### [ABOUT THIS TASK]
The data below is to be set down exactly.

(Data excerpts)
Issue #1414, opened 2023-12-17
Docker compose file issues


NickDevoctomy:
Hi there,

I'm trying to get this running via docker-compose, unfortunately I don't see any explicit instructions anywhere so assume it's just a matter of running 'docker-compose up --build'.

Unfortunately after getting over the initial missing 'data' directory, I'm just chasing errors for missing files / folders. I assume there is something I'm supposed to have done prior to running docker compose?

Thanks for your time!

NickDevoctomy:
Okay, I found the solution on this page,

https://github.com/imartinez/privateGPT/issues/1251#issuecomment-1817994055

croossin:
@NickDevoctomy Were you able to push those models to a git repo? Trying to deploy this to portainer via a public git repo but having trouble since it exceeds the 2.00 GiB limit GitHub has.. trying to think of workarounds

NickDevoctomy:
I downloaded it manually and copied it into the folder.  From what I understand, it's supposed to have some kind of setup process that downloads the model automatically, but with the docker-compose, that doesn't seem to work.  Not sure why, but if that could be made to work that would sort out that issue.

lukaboljevic:
I was getting the same error, namely "Provided model path does not exist. Please check the path or provide a model_url to download" after running `docker compose up --build` with the default Dockerfile.local and docker compose file.

After implementing the changes in the above PR, the issue was solved and the app worked as expected, but it only runs on the CPU, which is also expected given the current content of the Dockerfile. I will try to get it to work on the GPU now.

NickDevoctomy:
Thanks @lukaboljevic I just tried your suggested changes out and it worked great, now utilising the GPU and automatic model download.

NickDevoctomy:
I had an issue with entrypoint.sh downloading the file each time regardless, so I modified the script slightly for a quick fix,

`
#!/bin/sh

# Check if the FILE_URL environment variable is set
if [ -z "$FILE_URL" ]
then
    echo "Error: FILE_URL environment variable is not set."
    exit 1
fi

# Extract filename from FILE_URL
FILENAME=$(basename "$FILE_URL")

# Define the path of the download and the complete file
DOWNLOAD_PATH="models/${FILENAME}"
COMPLETE_FILE="${DOWNLOAD_PATH}.complete"

# Check if the .complete file exists
if [ -f "$COMPLETE_FILE" ]
then
    echo "Download already completed for ${FILENAME}, skipping download."
else
[...]

PR #1428, opened 2023-12-19
Fix docker compose up and MacBook segfault

mbianchidev:
Implemented what was written on [this comment](https://github.com/imartinez/privateGPT/issues/1414#issuecomment-1859109980) and added some tweaks to make it work on without manual actions on the user's side

Could actually be a good idea to add a `Dockerfile.mac` instead of messing the `Dockerfile.local` file up, then it needs to be used in docker-compose.yaml when running on mac.

### DIFF
--- a/Dockerfile.local
+++ b/Dockerfile.local
@@ -5,9 +5,9 @@ RUN pip install pipx
 RUN python3 -m pipx ensurepath
 RUN pipx install poetry
 ENV PATH="/root/.local/bin:$PATH"
-# Set the environment variable for the file URL (can be overridden)
+# Set the environment variable for the file URL (can be overwritten)
 ENV FILE_URL="https://huggingface.co/TheBloke/Mistral-7B-Instruct-v0.1-GGUF/resolve/main/mistral-7b-instruct-v0.1.Q4_K_M.gguf"
-# Set the predefined path where the file should be downloaded
+# Set the predefined model name (can be ovewritten)
 ENV NAME="mistral-7b-instruct-v0.1.Q4_K_M.gguf"
 
 # Dependencies to build llama-cpp
--- a/Dockerfile.local
+++ b/Dockerfile.local
@@ -1,5 +1,3 @@
-### IMPORTANT, THIS IMAGE CAN ONLY BE RUN IN LINUX DOCKER
-### You will run into a segfault in mac
 FROM python:3.11.6-slim-bookworm as base
 
 # Install poetry
@@ -7,6 +5,10 @@ RUN pip install pipx
 RUN python3 -m pipx ensurepath
 RUN pipx install poetry
 ENV PATH="/root/.local/bin:$PATH"
+# Set the environment variable for the file URL (can be overridden)
+ENV FILE_URL="https://huggingface.co/TheBloke/Mistral-7B-Instruct-v0.1-GGUF/resolve/main/mistral-7b-instruct-v0.1.Q4_K_M.gguf"
+# Set the predefined path where the file should be downloaded
+ENV NAME="mistral-7b-instruct-v0.1.Q4_K_M.gguf"
 
 # Dependencies to build llama-cpp
 RUN apt update && apt install -y \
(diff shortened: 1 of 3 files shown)


imartinez:
The latest changes to dockerfiles merged address some of these issues, for example the download of models. Could you take a look and share your thoughts? https://github.com/imartinez/privateGPT/pull/1445

mbianchidev:
> The latest changes to dockerfiles merged address some of these issues, for example the download of models. Could you take a look and share your thoughts? #1445

@imartinez thanks a lot for checking in! 

Docker compose still doesn't work out-of-the-box cause the model is not downloaded by default, the only way to do it without embedding it in the image (ofc not feasible) is an entrypoint script, also there are two changes not present also propedeutic to make it work for the dockerfile around poetry.

`RUN poetry config installer.max-workers 10`
`RUN poetry install --extras chroma`

And for settings to switch the vectorstore to `chroma `instead of `qdrant`

```
vectorstore:
  database: chroma
```

Also `USER worker` before running the python command seems also to be unnecessary

The goal of my contribution is to make the project smooth for docker and docker compose users, if you clone the repo and build image + run or just run `docker compose up` one should be able to have it running locally with no further action.

Let me know if I can implement any changes to match more with your vision!

imartinez:
> > The latest changes to dockerfiles merged address some of these issues, for example the download of models. Could you take a look and share your thoughts? #1445
> 
> @imartinez thanks a lot for checking in!
> 
> Docker compose still doesn't work out-of-the-box cause the model is not downloaded by default, the only way to do it without embedding it in the image (ofc not feasible) is an entrypoint script, also there are two changes not present also propedeutic to make it work for the dockerfile around poetry.
> 
> `RUN poetry config installer.max-workers 10` `RUN poetry install --extras chroma`
> 
> And for settings to switch the vectorstore to `chroma` instead of `qdrant`
> 
> ```
> vectorstore:
>   database: chroma
> ```
> 
> Also `USER worker` before running the python command seems also to be unnecessary
> 
> The goal of my contribution is to make the project smooth for docker and docker compose users, if you clone the repo and build image + run or just run `docker compose up` one should be able to have it running locally with no further action.
> 
> Let me know if I can implement any changes to match more with your vision!

Thanks for the detailed explanation. 

- "model is not downloaded by default" -> there is already an entrypoint setup script that you can run after building the image that will take care of that. I think that's the best way to go:  docker compose run --rm --entrypoint="bash -c '[ -f scripts/setup ] && scripts/setup'" private-gpt
- poetry max worker is something we should add, I agree
- --extras chroma should not be added by default. Qdrant is the default vector db, and therefore Chroma-related dependencies are optional. Same for the change you propose to the settings.yaml file. 
- "USER worker" not sure about that one. I could test it out.

Let me know your thoughts.

mbianchidev:
> Thanks for the detailed explanation.
> 
> * "model is not downloaded by default" -> there is already an entrypoint setup script that you can run after building the image that will take care of that. I think that's the best way to go:  docker compose run --rm --entrypoint="bash -c '[ -f scripts/setup ] && scripts/setup'" private-gpt
> * poetry max worker is something we should add, I agree
> * --extras chroma should not be added by default. Qdrant is the default vector db, and therefore Chroma-related dependencies are optional. Same for the change you propose to the settings.yaml file.
> * "USER worker" not sure about that one. I could test it out.
> 
> Let me know your thoughts.

I think that the entrypoint as proposed is a bit verbose but this may be only my own preference.

I had to do a bit of research before getting up and running with compose and judging by some recent and similar issues opened I was not the only one encountering the errors.
What about adding the command: `docker compose run --rm --entrypoint="bash -c '[ -f scripts/setup ] && scripts/setup'" private-gpt` to both the readme file of the repo and the doc? 

A middle ground could also be creating a Dockerfile.mac to avoid touching the original one at all, what do you think?

Chroma is the only one working on mac/local if I'm not mistaken, correct? If that's the case I do think it might be better to enable it by default, what would the consequences be? Ofc it's a trade-off!

The deletion of `USER worker` was a test I made and it brought me to run docker compose successfully on top of not having any segfault error on mac (M2 chip), please do test it out and let me know the result.

Thanks again for engaging and keep up the good work!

### [PROBLEM SOLUTION]
Issue #1414, opened 2023-12-17
Docker compose file issues


NickDevoctomy:
Hi there,

I'm trying to get this running via docker-compose, unfortunately I don't see any explicit instructions anywhere so assume it's just a matter of running 'docker-compose up --build'.

Unfortunately after getting over the initial missing 'data' directory, I'm just chasing errors for missing files / folders. I assume there is something I'm supposed to have done prior to running docker compose?

Thanks for your time!

NickDevoctomy:
Okay, I found the solution on this page,

https://github.com/imartinez/privateGPT/issues/1251#issuecomment-1817994055

croossin:
@NickDevoctomy Were you able to push those models to a git repo? Trying to deploy this to portainer via a public git repo but having trouble since it exceeds the 2.00 GiB limit GitHub has.. trying to think of workarounds

NickDevoctomy:
I downloaded it manually and copied it into the folder.  From what I understand, it's supposed to have some kind of setup process that downloads the model automatically, but with the docker-compose, that doesn't seem to work.  Not sure why, but if that could be made to work that would sort out that issue.

lukaboljevic:
I was getting the same error, namely "Provided model path does not exist. Please check the path or provide a model_url to download" after running `docker compose up --build` with the default Dockerfile.local and docker compose file.

After implementing the changes in the above PR, the issue was solved and the app worked as expected, but it only runs on the CPU, which is also expected given the current content of the Dockerfile. I will try to get it to work on the GPU now.

NickDevoctomy:
Thanks @lukaboljevic I just tried your suggested changes out and it worked great, now utilising the GPU and automatic model download.

NickDevoctomy:
I had an issue with entrypoint.sh downloading the file each time regardless, so I modified the script slightly for a quick fix,

`
#!/bin/sh

# Check if the FILE_URL environment variable is set
if [ -z "$FILE_URL" ]
then
    echo "Error: FILE_URL environment variable is not set."
    exit 1
fi

# Extract filename from FILE_URL
FILENAME=$(basename "$FILE_URL")

# Define the path of the download and the complete file
DOWNLOAD_PATH="models/${FILENAME}"
COMPLETE_FILE="${DOWNLOAD_PATH}.complete"

# Check if the .complete file exists
if [ -f "$COMPLETE_FILE" ]
then
    echo "Download already completed for ${FILENAME}, skipping download."
else
[...]

PR #1428, opened 2023-12-19
Fix docker compose up and MacBook segfault

mbianchidev:
Implemented what was written on [this comment](https://github.com/imartinez/privateGPT/issues/1414#issuecomment-1859109980) and added some tweaks to make it work on without manual actions on the user's side

Could actually be a good idea to add a `Dockerfile.mac` instead of messing the `Dockerfile.local` file up, then it needs to be used in docker-compose.yaml when running on mac.

### DIFF
--- a/Dockerfile.local
+++ b/Dockerfile.local
@@ -5,9 +5,9 @@ RUN pip install pipx
 RUN python3 -m pipx ensurepath
 RUN pipx install poetry
 ENV PATH="/root/.local/bin:$PATH"
-# Set the environment variable for the file URL (can be overridden)
+# Set the environment variable for the file URL (can be overwritten)
 ENV FILE_URL="https://huggingface.co/TheBloke/Mistral-7B-Instruct-v0.1-GGUF/resolve/main/mistral-7b-instruct-v0.1.Q4_K_M.gguf"
-# Set the predefined path where the file should be downloaded
+# Set the predefined model name (can be ovewritten)
 ENV NAME="mistral-7b-instruct-v0.1.Q4_K_M.gguf"
 
 # Dependencies to build llama-cpp
--- a/Dockerfile.local
+++ b/Dockerfile.local
@@ -1,5 +1,3 @@
-### IMPORTANT, THIS IMAGE CAN ONLY BE RUN IN LINUX DOCKER
-### You will run into a segfault in mac
 FROM python:3.11.6-slim-bookworm as base
 
 # Install poetry
@@ -7,6 +5,10 @@ RUN pip install pipx
 RUN python3 -m pipx ensurepath
 RUN pipx install poetry
 ENV PATH="/root/.local/bin:$PATH"
+# Set the environment variable for the file URL (can be overridden)
+ENV FILE_URL="https://huggingface.co/TheBloke/Mistral-7B-Instruct-v0.1-GGUF/resolve/main/mistral-7b-instruct-v0.1.Q4_K_M.gguf"
+# Set the predefined path where the file should be downloaded
+ENV NAME="mistral-7b-instruct-v0.1.Q4_K_M.gguf"
 
 # Dependencies to build llama-cpp
 RUN apt update && apt install -y \
(diff shortened: 1 of 3 files shown)


imartinez:
The latest changes to dockerfiles merged address some of these issues, for example the download of models. Could you take a look and share your thoughts? https://github.com/imartinez/privateGPT/pull/1445

mbianchidev:
> The latest changes to dockerfiles merged address some of these issues, for example the download of models. Could you take a look and share your thoughts? #1445

@imartinez thanks a lot for checking in! 

Docker compose still doesn't work out-of-the-box cause the model is not downloaded by default, the only way to do it without embedding it in the image (ofc not feasible) is an entrypoint script, also there are two changes not present also propedeutic to make it work for the dockerfile around poetry.

`RUN poetry config installer.max-workers 10`
`RUN poetry install --extras chroma`

And for settings to switch the vectorstore to `chroma `instead of `qdrant`

```
vectorstore:
  database: chroma
```

Also `USER worker` before running the python command seems also to be unnecessary

The goal of my contribution is to make the project smooth for docker and docker compose users, if you clone the repo and build image + run or just run `docker compose up` one should be able to have it running locally with no further action.

Let me know if I can implement any changes to match more with your vision!

imartinez:
> > The latest changes to dockerfiles merged address some of these issues, for example the download of models. Could you take a look and share your thoughts? #1445
> 
> @imartinez thanks a lot for checking in!
> 
> Docker compose still doesn't work out-of-the-box cause the model is not downloaded by default, the only way to do it without embedding it in the image (ofc not feasible) is an entrypoint script, also there are two changes not present also propedeutic to make it work for the dockerfile around poetry.
> 
> `RUN poetry config installer.max-workers 10` `RUN poetry install --extras chroma`
> 
> And for settings to switch the vectorstore to `chroma` instead of `qdrant`
> 
> ```
> vectorstore:
>   database: chroma
> ```
> 
> Also `USER worker` before running the python command seems also to be unnecessary
> 
> The goal of my contribution is to make the project smooth for docker and docker compose users, if you clone the repo and build image + run or just run `docker compose up` one should be able to have it running locally with no further action.
> 
> Let me know if I can implement any changes to match more with your vision!

Thanks for the detailed explanation. 

- "model is not downloaded by default" -> there is already an entrypoint setup script that you can run after building the image that will take care of that. I think that's the best way to go:  docker compose run --rm --entrypoint="bash -c '[ -f scripts/setup ] && scripts/setup'" private-gpt
- poetry max worker is something we should add, I agree
- --extras chroma should not be added by default. Qdrant is the default vector db, and therefore Chroma-related dependencies are optional. Same for the change you propose to the settings.yaml file. 
- "USER worker" not sure about that one. I could test it out.

Let me know your thoughts.

mbianchidev:
> Thanks for the detailed explanation.
> 
> * "model is not downloaded by default" -> there is already an entrypoint setup script that you can run after building the image that will take care of that. I think that's the best way to go:  docker compose run --rm --entrypoint="bash -c '[ -f scripts/setup ] && scripts/setup'" private-gpt
> * poetry max worker is something we should add, I agree
> * --extras chroma should not be added by default. Qdrant is the default vector db, and therefore Chroma-related dependencies are optional. Same for the change you propose to the settings.yaml file.
> * "USER worker" not sure about that one. I could test it out.
> 
> Let me know your thoughts.

I think that the entrypoint as proposed is a bit verbose but this may be only my own preference.

I had to do a bit of research before getting up and running with compose and judging by some recent and similar issues opened I was not the only one encountering the errors.
What about adding the command: `docker compose run --rm --entrypoint="bash -c '[ -f scripts/setup ] && scripts/setup'" private-gpt` to both the readme file of the repo and the doc? 

A middle ground could also be creating a Dockerfile.mac to avoid touching the original one at all, what do you think?

Chroma is the only one working on mac/local if I'm not mistaken, correct? If that's the case I do think it might be better to enable it by default, what would the consequences be? Ofc it's a trade-off!

The deletion of `USER worker` was a test I made and it brought me to run docker compose successfully on top of not having any segfault error on mac (M2 chip), please do test it out and let me know the result.

Thanks again for engaging and keep up the good work!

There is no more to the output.